異世界でウエイトが流行してしまったようです。

itsu

今日から君もウエイトアップ!

 亡き祖母の影響で幼い頃から回復魔法師に憧れる少女レイラ。

 前線で魔物と戦う戦士たちを後方から支援し、命を繋ぐ回復魔法師。

 そんな責任ある役割を自分も担いたいと思い、レイラは田舎を飛び出し都会の街で医療協会の門を叩いた。
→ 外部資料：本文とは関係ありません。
PR #3289, opened 2025-01-17
Fix most of the incompatible function cast warnings

BsAtHome:
This PR takes care of nearly all warnings from <code>-Wcast-function-type</code>. A few were left to be examined closer.

Part of these warnings were caused by using functions missing an unused parameter, which could be added without changing functionality. The other set were because of initializing function pointers with different prototypes in one and the same struct field. Here the field's type is changed to a union to encompass all the function prototypes used. Dereferencing this union also reduced the amount of casting needed to call the functions.

Additionally, a non-portable call to malloc(0), allocating zero bytes, was replaced to allocate one element instead. The code flow reallocs this later.

Finally, the PR fixes a few signed to unsigned conversion with subsequent compare to less than zero. Unsigned comparison to less than zero makes no sense, but the values come from function return values that can be negative on error, which was tested for.

### DIFF
--- a/src/emc/rs274ngc/gcodemodule.cc
+++ b/src/emc/rs274ngc/gcodemodule.cc
@@ -81,10 +81,10 @@ typedef struct {
     int mcodes[ACTIVE_M_CODES];
 } LineCode;
 
-static PyObject *LineCode_gcodes(LineCode *l) {
+static PyObject *LineCode_gcodes(LineCode *l, void *) {
     return int_array(l->gcodes, ACTIVE_G_CODES);
 }
-static PyObject *LineCode_mcodes(LineCode *l) {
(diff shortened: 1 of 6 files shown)


andypugh:
```
l = PyLong_AsLongLong(tmp);
    if(PyErr_Occurred()) goto fail;
    if(l < 0 || l >= (long long)UINT64_MAX)
```
Can l (a long long) ever be > UINT64_MAX?

The original test looks suspect too (though may function as a NaN trap as well as, just possibly, an overflow detector)

BsAtHome:
You are right, long long is (for both gcc and clang) 64 bit and has an original maximum of INT64_MAX, which is about half that of UINT64_MAX. The vatiable <code>l</code> can only be negative (an error) or successfully be within unsigned long long range.

PR #3292, opened 2025-01-18
Remove the kludge and fix the race between task and motion

BsAtHome:
This PR addresses the problem that shows itself at startup with these two messages:
```
 USRMOT: ERROR: command 30 timeout
 emcMotionInit: emcTrajInit failed
```

Commit https://github.com/LinuxCNC/linuxcnc/commit/9a45ed94f75f2cef5cef29fd92d859d7ab0662a9 added a kludge to re-copy the command in case of timeout in a specific command. However, it is a kludge and it turns out that it was always the _first_ command that timed out. That clearly indicated a race/overwrite situation.

The problem exists between task and motion, usually milltask and motmod, but also motion-logger is affected. The race is an overwrite scenario with following sequence:
1. the writer, milltask, copies a command into shared memory command structure
2. the reader, motmod or motion-logger, attaches to shared memory and clears the shared memory overwriting the command structure
3. the writer never sees its command completing.

The timeout happens consistently because the milltask process starts before the motmod thread (though it is not guaranteed which process attaches first and writes the memory). The solution is obvious. The reader must not write to the command structure during initialization because there may already be a command in there.

This PR removes the kludge and removes the initialization of the command structure in the readers. The initial value of shared memory (when created) is always zero, so that works out fine if the reader attaches before the writer. The reader may set status and other structures to its liking, but the command structure is left alone.

Additionally, a micro-sleep is added in the split read functions (<code>usrmotReadEmcmotStatus()</code>, <code>usrmotReadEmcmotConfig()</code> and <code>usrmotReadEmcmotInternal()</code>). These were running a too tight loop with three retries. A tight loop is over in a matter of nanoseconds and will most likely timeout. Adding a minute sleep forces a reschedule and possible yield, giving the other side time to actually catch up. The micro sleep is no problem because the routines are only called from non-realtime.

### DIFF
--- a/src/emc/motion-logger/motion-logger.c
+++ b/src/emc/motion-logger/motion-logger.c
@@ -96,9 +96,6 @@ static int init_comm_buffers(void) {
 	return -1;
     }
 
-    /* zero shared memory before doing anything else. */
-    memset(emcmotStruct, 0, sizeof(emcmot_struct_t));
-
     /* we'll reference emcmotStruct directly */
     c = &emcmotStruct->command;
     emcmotStatus = &emcmotStruct->status;
--- a/src/emc/motion/motion.c
+++ b/src/emc/motion/motion.c
@@ -826,9 +826,6 @@ static int init_comm_buffers(void)
 	return -1;
     }
 
-    /* zero shared memory before doing anything else. */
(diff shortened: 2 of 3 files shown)


snowgoer540:
Thank you so much for looking into this and fixing the root of the problem.  I really appreciate it!

PR #3297, opened 2025-01-23
Fix rtai warnings

BsAtHome:
Many warnings not caught in uspace compilation but appear with rtai have been fixed in this PR.

The implicit fall through warnings are removed by making it explicit using the standard <code>/* Fallthrough */</code> marker, which is understood by the compiler. A variable length array warning was not actually using variable length arrays.

There are some warnings left that will be fixed in a later PR. These are about the stackframe size (larger than 2048). Maybe it could/should be enlarged?

BTW, it also fixes properly inlining the pmSq() function.

### DIFF
--- a/src/configure.ac
+++ b/src/configure.ac
@@ -200,7 +200,7 @@ AC_ARG_ENABLE(toolnml,
 
 #at this point if RTS is empty, we need to find RT ourselves
 AC_MSG_CHECKING([for rtai-config])
-if test -z "$RTDIR"; then
+if test -z "$RTS"; then
   DIRS="/usr/realtime-`uname -r` /usr/realtime /usr/realtime* /usr /usr/src/rtai*"
 else
   DIRS="$RTS"
--- a/src/emc/motion/command.c
+++ b/src/emc/motion/command.c
@@ -369,6 +369,7 @@ STATIC int is_feed_type(int motion_type)
         return 1;
     default:
         rtapi_print_msg(RTAPI_MSG_ERR, "Internal error: unhandled motion type %d\n", motion_type);
+        /* Fallthrough */
     case EMC_MOTION_TYPE_TOOLCHANGE:
     case EMC_MOTION_TYPE_TRAVERSE:
     case EMC_MOTION_TYPE_INDEXROTARY:
--- a/src/emc/motion/homing.c
+++ b/src/emc/motion/homing.c
@@ -350,7 +350,7 @@ static void do_homing_sequence(void)
             }
         }
         sequence_is_set = 1;
-        //drop through----drop through----drop through----drop through
+        /* Fallthrough */
 
     case HOME_SEQUENCE_DO_ONE_SEQUENCE:
         // Expect multiple joints with home_state==HOME_START
@@ -378,8 +378,7 @@ static void do_homing_sequence(void)
             }
         }
         sequence_state = HOME_SEQUENCE_START;
-
-        //drop through----drop through----drop through----drop through
+        /* Fallthrough */
 
     case HOME_SEQUENCE_START:
         // Request to home all joints or a single sequence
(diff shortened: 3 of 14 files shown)


andypugh:
Thanks.

andypugh:
Compiled almost cleanly (RTAI) which is a great improvement. I am running the testsuite now. 
For reference, the warnings are

```
/home/andypugh/linuxcnc-dev/src/emc/tp/tp.c: In function ‘tpHandleBlendArc.isra’:
/home/andypugh/linuxcnc-dev/src/emc/tp/tp.c:2037:1: warning: the frame size of 2512 bytes is larger than 2048 bytes [-Wframe-larger-than=]
 2037 | }
      | ^

In file included from /home/andypugh/linuxcnc-dev/src/emc/motion/stashf.c:123:
/home/andypugh/linuxcnc-dev/src/emc/motion/stashf_wrap.h: In function ‘snprintdbuf’:
/home/andypugh/linuxcnc-dev/src/emc/motion/stashf_wrap.h:34:9: warning: ISO C90 forbids variable length array ‘block’ [-Wvla]
   34 |         char block[fmt_len + 1];
      |         ^~~~

/home/andypugh/linuxcnc-dev/src/emc/kinematics/genserfuncs.c: In function ‘genser_kin_jac_inv’:
/home/andypugh/linuxcnc-dev/src/emc/kinematics/genserfuncs.c:271:1: warning: the frame size of 2112 bytes is larger than 2048 bytes [-Wframe-larger-than=]
  271 | }
      | ^

/home/andypugh/linuxcnc-dev/src/emc/kinematics/genserfuncs.c: In function ‘genserKinematicsInverse’:
/home/andypugh/linuxcnc-dev/src/emc/kinematics/genserfuncs.c:564:1: warning: the frame size of 2576 bytes is larger than 2048 bytes [-Wframe-larger-than=]
  564 | }
      | ^

/home/andypugh/linuxcnc-dev/src/hal/drivers/mesa-hostmot2/sserial.c: In function ‘hm2_sserial_get_param_value’:
/home/andypugh/linuxcnc-dev/src/hal/drivers/mesa-hostmot2/sserial.c:389:17: warning: ISO C90 forbids variable length array ‘buf’ [-Wvla]
  389 |                 char buf[g->DataLength/8];
      |                 ^~~~

hal/components/mesa_pktgyro_test.comp: In function ‘extra_setup.constprop’:
hal/components/mesa_pktgyro_test.comp:288:1: warning: the frame size of 2400 bytes is larger than 2048 bytes [-Wframe-larger-than=]

```

6 warnings is fewer than I think i have ever seen.

BsAtHome:
Yes, these are the warnings left.

The variable length warnings need to be looked into. These are probably a bit harder to fix, but I need to investigate. Most other warnings were trivially solved.

The frame size warnings are also problematic. The local variables of the functions in question need to be analyzed to see if they can be reduced. If not, then the stack frame size limit must be increased. But that should be last resort.

The one in hal/components/mesa_pktgyro_test.comp was even larger until I declared  a few (constant data) arrays as static. This also relates to a bad declaration in a uart send routine, which should take a const char pointer, but does not. There are more places where this is the case and changing them optimized the code and data.

andypugh:
If necessary pktgyro can probably be dropped. I don't think it's especially useful in CNC, but was written for testing the Mesa packet UART module (and a gyro was a cheap test device)

BsAtHome:
Actually, I've fixed all warnings. Changes are committed but must run CI before I make a PR.

The frame sizes cannot be reduced. They are mostly a necessity of the calculations (kinematics has matrices and vectors in there). These are bound by an added pragma.

The pktgyro exposed something else. There are many function that have non-const parameters which should be declared const. This gave the opportunity to fix one of them ;-)

PR #3301, opened 2025-01-28
tests-hardening: addressing shellcheck errors in our tests

smoe:
These changes shall prepare LinuxCNC's test routines to accept blanks in file names.

### DIFF
--- a/scripts/cppcheck.sh
+++ b/scripts/cppcheck.sh
@@ -25,19 +25,19 @@ CPPCHKCC="$CPPCHKOPT $CCSTD"
 CPPCHKCX="$CPPCHKOPT $CXSTD"
 
 # Do this from the source directory
-cd "$(dirname "$0")/../src"
+cd "$(dirname "$0")/../src" || (echo "E: Could not return to source directory" ; exit 1 )
 
 docheck() {
     files=$(find "$1" -maxdepth 1 \( -name "*.c" -o -name "*.h" \) )
-    [ ! -z "$files" ] && cppcheck -I"$1" $CPPCHKCC $files
+    [ -n "$files" ] && cppcheck -I"$1" "$CPPCHKCC" "$files"
 
     files=$(find "$1" -maxdepth 1 \( -name "*.cc" -o -name "*.hh" \) )
-    [ ! -z "$files" ] && cppcheck -I"$1" $CPPCHKCX $files
+    [ -n "$files" ] && cppcheck -I"$1" "$CPPCHKCX" "$files"
 }
 
 # *** HAL files ***
 echo "I (1/4): checking HAL folders with both C and C++ code"
-for d in $(find hal/ -type d -not -name "*__pycache__")
+find hal/ -type d -not -name "*__pycache__" | while read -r d
 do
     # Don't care about examples
     case "$d" in hal/user_comps/mb2hal/examples*) continue;; esac
@@ -48,7 +48,7 @@ done
 
 # *** EMC files ***
 echo "I (2/4): checking EMC folders with both C and C++ code"
-for d in $(find emc/ -type d -not -name "*__pycache__")
+find emc/ -type d -not -name "*__pycache__" | while read -r d 
 do
     # Will give Tcl problems
     case "$d" in emc/usr_intf/axis/extensions*) continue;; esac
@@ -59,7 +59,7 @@ done
 
 # *** NML files ***
 echo "I (3/4): checking LIBNML folders with both C and C++ code"
-for d in $(find libnml/ -type d -not -name "*__pycache__")
+find libnml/ -type d -not -name "*__pycache__" | while read -r d
 do
     echo "I (3/4): checking $d"
     docheck "$d"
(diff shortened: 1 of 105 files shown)


BsAtHome:
Darn! I have many of the same changes in my tree.

However, there are many more and a few fixes. See https://github.com/LinuxCNC/linuxcnc/compare/master...BsAtHome:linuxcnc:fix_shellcheck for a diff. I'm still missing a few.

Notably scripts/runtests.in has added left-over shared memory check and tests/halcompile/serial-out-of-tree/checkresult fixes testing the correct target.

BsAtHome:
And, BTW, these changes are not yet enough to run with spaces in the path.

There are a could of hard ones that, for example, expand compiler flags that can contain paths which are not escaped. Expanding it cannot use quotes because there are individual arguments and that will split an embedded path too. The right way is to use arrays, but that needs to be done consistently throughout the code. That will be very hard.

BsAtHome:
in, for example, cppcheck.sh:
```bash
# Do this from the source directory
cd "$(dirname "$0")/../src" || (echo "E: Could not return to source directory" ; exit 1 )
```

You cannot use <code>( )</code> because it runs in a sub-shell. You need to use <code>{ }</code> to exit the <i>current</i> shell, like in:
```bash
# Do this from the source directory
cd "$(dirname "$0")/../src" || { echo "E: Could not return to source directory"; exit 1; }
```

BsAtHome:
in scripts/cppcheck.sh:
```bash
find emc/ -type d -not -name "*__pycache__" | while read -r d
...
```
This will fail because read does word-splitting. If there are any spaces in the path then it fails. See https://github.com/BsAtHome/linuxcnc/blob/fix_shellcheck/scripts/cppcheck.sh how it is fixed there.

BsAtHome:
In scritps/swich.sh
```bash
SRCDIR=$(cd "$MYDIR/../src" && pwd || exit 1)
```
This is just plain ugly and the exit is run in the sub-shell instead of the current shell. May I suggest:
```bash
SRCDIR=$(realpath "$MYDIR/../src")
[ -d "$SRCDIR" ] || exit 1
```

BsAtHome:
Disabling quote warning:
# shellcheck disable=SC2086

This is a seriously bad idea in $CPPFLAGS (f.ex. in tests/build/header-sanity/test.sh) to disable the warning. The CPPFLAGS variable may actually include paths that contain spaces. It needs to be fixed at a project-wide scale and requires arrays.

BsAtHome:
Generally: For each added shellcheck disable I suggest you add a comment <i>why</i> it is done.

In tests/overrun/test.sh:
```bash
trap "rm -rf '$TMPDIR'" 0 1 2 3 15
# not trapping 9 since it cannot be trapped
```
Using single quotes inside will not expand TMPDIR when the trap executes. The outside must be single quoted then the inside will evaluate when executed. Pedantic note: the comment is not really useful.


In tests/tooledit/test.sh
```bash
if [ "$(wc -l tclerror.log)" -ne 0 ]; then
```
It should read <code>$(wc -l < tclerror.log)</code> because wc on a file outputs multiple fields. You only want it to return a number for which you need read from stdin, hence the redirect.

smoe:
Well done. Thank you very much for your exceptional review. Shall I proceed by fixing my changes accordingly and then rebase everything on your branch followed by a PR against it?

smoe:
> Disabling quote warning: # shellcheck disable=SC2086
> 
> This is a seriously bad idea in $CPPFLAGS (f.ex. in tests/build/header-sanity/test.sh) to disable the warning. The CPPFLAGS variable may actually include paths that contain spaces. It needs to be fixed at a project-wide scale and requires arrays.

Do you have a good pointer to how it is done properly? I have undone the disabling of SC2086 and am with you the need for arrays. But with "make" that is a bit difficult, right?

BsAtHome:
> > Disabling quote warning: # shellcheck disable=SC2086
> > This is a seriously bad idea in $CPPFLAGS...

> Do you have a good pointer to how it is done properly? I have undone the disabling of SC2086 and am with you the need for arrays. But with "make" that is a bit difficult, right?

Yes and no. In principle it is easy where you can use mapfile or read (I used it several places in my patches).
```bash
# using IFS word-splitting:
read -r -a ARRAYVAR < <(echo word word word)

# using full input lines (-t removes trailing newline):
mapfile -t ARRAYVAR < <(find "$SOMEPATH"  -name "*.c")
```

The real challenge is in the input values from third party sources. For example, path building in the configure step may already include spaces in paths. If these end up in a statement like <code>CFLAGS=$CFLAGS "-IPath With Space"</code>, then you are in for a real pain later on when expanding CFLAGS. This goes for any constructed option variable.

I do not "see" the right thing to do, so I kept the shellcheck warnings to remind us that it needs to be addressed. We even may need to revert the "$HEADERS" expansion because it states HEADER<i><b>S</b></i> (plural) and that may require it to be unquoted. But I have not yet checked the definition(s) of HEADERS to see how it is constructed.

smoe:
https://github.com/BsAtHome/linuxcnc/pull/1

andypugh:
What's the status of this? It is showing as still WIP.

BsAtHome:
This has been fixed in the other PRs.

 まだ若い自分を見ても邪険にせず快く受け入れてくれた職員にレイラは感激しつつも、案内されたトレーニング部屋なるものに足を運ぶ。

 きっとそこで回復魔法の訓練をしているのだろう。

 レイラは夢に描いた学舎を想像する……が、扉が開かれると同時に現実を疑ってしまう。


 急激に上昇する体感温度。


 鼻につく濃厚な汗の臭い。


 分厚い筋肉に覆われた男女の姿。


「……あの、これは?」


 鉄の塊を背負って雄叫びをあげる人に瞠目してレイラが職員に問うと、


「最近新しい器具を取り入れたんだ。あれで効率的に脚を鍛えることができるんだよ」


 と見当違いの答えが返ってくる。


「回復魔法師が後方支援に限られるなんていうのは昔の話さ。

 最近では、回復魔法が使える人間が自ら魔物と戦い己を治癒した方が効率がいいという認識が主流でね……見たまえ」


 おもむろに職員に指差された場所を見る。

 二人の巨漢が向かい合っていた。

 上裸で巨大に膨れ上がった腕と胸が目に入る。

 何をするのかと思って見ていると、一方の男が勢いよく上裸の男に斧を振りかざした。

 あまりにショッキングな光景にレイラは目を瞑るが、金属が砕けたような音を不審に思って目を開く。

 振りかざされた斧の刃が欠けていた。

 無防備に攻撃を受けたはずの男の方は胸元から血を流しているが、軽く回復魔法をかけると傷はあっという間に塞がってしまう。心なしか治癒した胸の筋肉が張っているように見える。


 職員が言う。


「極限まで鍛え上げられた筋肉は鉄の刃も跳ね除ける。素晴らしいだろう?」


 レイラはなにも言えなかった。

 この人はさっきから真面目な顔でなにを言っているんだろうか。

 目の前に広がる現実が受け入れ難く、レイラは唖然と景色を眺めることしかできなかった。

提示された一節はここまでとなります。